Price, 61, who died in January, was interviewed with other former IRA members between 2001 and 2006 as part of the Belfast Project, a Boston College oral history study that was created to be a resource for journalists, scholars and historians studying The Troubles.
But now federal officials want to forward the secret recordings to the Police Service of Northern Ireland (PSNI), who are investigating the IRA’s 1972 killing of Belfast widow Jean McConville.
Researchers Ed Moloney and Anthony McIntyre, who had assured their subjects that their interviews would remain secret until after their deaths, are now arguing that the participants’ lives could be endangered if their identities are publicly revealed because they could potentially be branded as informers.
Attorney Eamonn Doran is representing Moloney and McIntyre, the director and lead researcher respectively of the Belfast Project, in their challenge of the decision by U.S. authorities to subpoena the records.
“I was brought on board when Ed and Anthony decided Boston College’s defense against the two subpoenas issued by the Attorney General Eric Holder wasn’t robust enough. They decided to make their own representations,” Dornan told the Irish Voice.
Monday’s Supreme Court refusal to hear Moloney and McIntyre’s appeal has potentially disastrous consequences which has lead to Irish American groups sounding the alarm, Dornan said.
“Numerous warnings have been given to the Department of Justice and the State Department by the AOH, the Brehon Law Society and the Irish American Unity Conference. Each is seriously concerned that the release of these materials, particularly at this time, may have a detrimental effect on the peace process,” Dornan said.
“We don’t know who’s pushing for these records to be released because we can’t see who issued the subpoena, or what the nature of the request is. We suspect it must be the PSNI. The question is who in their right mind is driving this request for information, which would have a detrimental effect on a fragile enough peace?”
Last year a U.S. appeals court in Boston found that Moloney and McIntyre had no right to interfere with the police request under the terms of the Mutual Legal Assistance Treaty (MLAT) between the U.S. and the U.K. that requires the two to aid each other’s criminal investigations. The appeals court insisted that criminal investigations must take precedence over academic study.

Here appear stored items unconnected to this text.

PR #127, opened 2019-08-13
123 path as string

msevestre:


R/messages.R
```diff
@@ -1,62 +1,64 @@
...
-}
-
-getContainerPath <- function(container) {
-  # Need to check if container is of type Container and Simulation
-  if (isOfType(container, "Simulation")) {
-    return(container$root$path)
-  }
-  return(container$path)
-}
+errorWrongType <- function(object, optionalMessage = NULL) {
```
msevestre: This files have changed because I ran the style package method from styler.

R/ospsuite-env.R
```diff
@@ -4,4 +4,4 @@ ospsuiteEnv <- new.env(parent = emptyenv())
 
 
 # Reference to container task for optimization purposes only
-ospsuiteEnv$ContainerTask <- NULL
+ospsuiteEnv$containerTask <- NULL
```
msevestre: this was wrong

R/utilities-path.R
```diff
@@ -0,0 +1,32 @@
...
+#'
+#' @param path A string representation of a path
+#'
+#' @return An array containing one element for each path entry
+#' @examples
+#'
+#' array <- toPathArray("Organism|Organ|Liver")
+#' @export
+toPathArray <- function(path) {
+  if (!is.character(path)) {
```
msevestre: @PavelBal As you can see. The same code is repeated over and over again
Havign a one liner validateIsString or something like that would be beneficial

msevestre:
@PavelBal This is ready to merge. Assuming now path as string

Brendan Moore, the National President of the Ancient Order of Hibernians, told the Irish Voice, “It’s obviously an egregious application of the MLAT. It’s undermining academic enquiry in this country. Clearly it’s also a fishing expedition on the part of the PSNI. They’re looking for people to be implicated. It’s also most unfortunate in terms of international relations. I think we are all under threat if treaties are going to be twisted in this way.”
But Moore calls Monday’s ruling a major setback, not a defeat. “There is a coalition between the AOH, the Brehon Law Society and the Irish American Unity Conference. We are all pledged to continue the fight. We do believe we have the support of Secretary of State John Kerry and influential members of Congress,” Moore said.
Dornan sees a practical solution to the crisis, if all parties have the wisdom to reach for it. “It’s still within the remit of the Department of Justice and the State Department to stop the transfer of these materials. The question is now in the political court,” he said.